The blockade started on the 5th June 2017, Saudi accused Qatar of handing a hand in terrorism and with immediate effect, we were excommunicated. Air, sea and land borders blocked and no access to airspace. On the day the news broke, everyone rushed out and bought all the chicken and milk that the shop assistant would sell to one person. The rumour was that those would be our biggest immediate problem, the rumours were right. It was 6 months before we had fresh milk in Qatar, but we got there with the help of an Irish man, John Dore and Baladna. The chicken took a little longer, but we now have our own supply, ‘we’ to mean, Qatar, I have not resorted to killing my own fowl, yet
The second effect was travel. As expats, living in Qatar but needing an exit to keep sane now and again, we were accustomed to flying via Dubai or Abu Dhabi to Dublin. The blockade saw this option being closed with the result that our only way out of Qatar to Ireland for the last two years has been a direct flight to Dublin at three times the cost of a flight from Dubai or Abu Dhabi, which used to be only 35minutes from Qatar. Apart from the annual trip home to Ireland, Dubai used to be like an oasis in the desert and a quick mid-year escape to likely the most commercial and opulent city in the world was just the anecdote to dusty Doha. For two years the only movement with our Saudi has been talks of them digging a canal (as opposed to building a bridge) to make Qatar truly an island.

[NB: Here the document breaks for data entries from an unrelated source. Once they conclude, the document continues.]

PR #10984, opened 2026-05-04
chore(#10749): revert merging 10749

witash:
reverting merging [PR 10776](https://github.com/medic/cht-core/pull/10776) from  [issue 10749](https://github.com/medic/cht-core/issues/10749)  to avoid releasing view changes individually.
there will be a new PR to revert this revert when its ready


witash:
Hi @mrjones-plip this PR is a workaround to move 10749 out of master; the simplest way to do that I think is make a PR with a revert commit, then make a new PR reverting the revert when its done.

But it does need someone to click the approve button, can you help with that?

mrjones-plip (approved):
🚢

PR #10986, opened 2026-05-04
fix(#10985): add missing special character escaping in nouveau query builder

### LINKED ISSUE #10985: Nouveau query escaping misses documented special characters
## Description

The `escapeKeys` function in `shared-libs/nouveau/src/index.js` does not escape all characters listed in its own documentation comment.

The comment on line 1-3 references the [CouchDB Nouveau query syntax](https://docs.couchdb.org/en/stable/ddocs/nouveau.html#query-syntax) and lists these characters as requiring escaping:

```
+ - && || ! ( ) { } [ ] ^ " ~ * ? : \ /
```

The current implementation escapes: `+ - & | ! ^ " ~ * ? : [ ]`

**Missing:** `(`, `)`, `{`, `}`, `\`, `/`

## Impact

However, we have learned to live in isolation. On top of the economic and social isolation we have also learned to live with censorships and technological restrictions, WhatsApp calls are recorded restricted, Skype, Messenger and all other calling apps are restricted here in Qatar, leaving us to download VPN apps to get access to the outside world. But we’ve survived. Qatar and the Emir have 100% support here in Qatar, perhaps the beauty of a monarchy that we don’t have a see saw Fine Fail / Fine Gael government, or perhaps, swing might be a more app analogy when we mention Fine Gael these days. Here in Qatar, we have both hands on the ropes and these days we are relying on ourselves.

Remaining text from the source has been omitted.